**WHAT IS EXPECTED**
Search the entries for the word "opened" and return every line where it is found.

======== MATERIAL SUPPLIED ========

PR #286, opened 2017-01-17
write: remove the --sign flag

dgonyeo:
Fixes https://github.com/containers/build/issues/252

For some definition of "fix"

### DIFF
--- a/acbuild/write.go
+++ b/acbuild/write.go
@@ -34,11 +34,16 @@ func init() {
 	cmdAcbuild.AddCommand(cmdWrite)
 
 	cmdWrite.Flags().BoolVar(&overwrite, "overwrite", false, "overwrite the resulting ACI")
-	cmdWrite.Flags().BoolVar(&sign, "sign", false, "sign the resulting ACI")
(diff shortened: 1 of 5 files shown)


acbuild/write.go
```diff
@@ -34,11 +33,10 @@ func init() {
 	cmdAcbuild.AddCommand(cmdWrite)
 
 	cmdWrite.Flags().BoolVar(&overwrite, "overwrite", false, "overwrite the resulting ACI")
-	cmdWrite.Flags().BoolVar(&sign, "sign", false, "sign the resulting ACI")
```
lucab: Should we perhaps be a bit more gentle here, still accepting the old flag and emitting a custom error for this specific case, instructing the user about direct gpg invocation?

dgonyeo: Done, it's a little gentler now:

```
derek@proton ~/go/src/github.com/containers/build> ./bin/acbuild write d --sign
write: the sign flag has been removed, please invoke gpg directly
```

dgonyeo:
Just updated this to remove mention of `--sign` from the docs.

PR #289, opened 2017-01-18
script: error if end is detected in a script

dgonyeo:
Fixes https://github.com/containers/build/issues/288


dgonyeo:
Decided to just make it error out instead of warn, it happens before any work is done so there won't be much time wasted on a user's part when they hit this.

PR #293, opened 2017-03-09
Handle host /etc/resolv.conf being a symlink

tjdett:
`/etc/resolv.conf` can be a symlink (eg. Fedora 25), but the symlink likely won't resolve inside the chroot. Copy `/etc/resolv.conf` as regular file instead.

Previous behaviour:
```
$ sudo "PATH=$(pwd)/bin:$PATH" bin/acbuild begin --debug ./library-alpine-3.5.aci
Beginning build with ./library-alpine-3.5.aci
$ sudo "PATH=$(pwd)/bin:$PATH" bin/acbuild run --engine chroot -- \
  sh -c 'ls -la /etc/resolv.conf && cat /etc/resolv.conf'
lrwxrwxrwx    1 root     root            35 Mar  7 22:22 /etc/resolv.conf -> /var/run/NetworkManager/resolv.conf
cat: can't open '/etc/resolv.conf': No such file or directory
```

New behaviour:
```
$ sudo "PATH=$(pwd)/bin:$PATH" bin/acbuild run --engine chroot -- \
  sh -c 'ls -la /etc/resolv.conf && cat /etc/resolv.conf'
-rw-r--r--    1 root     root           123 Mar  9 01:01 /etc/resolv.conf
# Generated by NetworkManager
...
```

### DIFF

========
======== MATERIAL SUPPLIED ========

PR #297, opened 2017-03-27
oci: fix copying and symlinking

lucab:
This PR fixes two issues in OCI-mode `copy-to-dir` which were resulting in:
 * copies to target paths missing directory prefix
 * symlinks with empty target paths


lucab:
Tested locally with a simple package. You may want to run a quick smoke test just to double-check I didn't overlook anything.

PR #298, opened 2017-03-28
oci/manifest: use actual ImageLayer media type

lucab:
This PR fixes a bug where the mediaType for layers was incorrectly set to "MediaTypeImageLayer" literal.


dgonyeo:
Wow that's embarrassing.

========

**SOLUTION**
PR #286, opened 2017-01-17
PR #289, opened 2017-01-18
PR #293, opened 2017-03-09
PR #297, opened 2017-03-27
PR #298, opened 2017-03-28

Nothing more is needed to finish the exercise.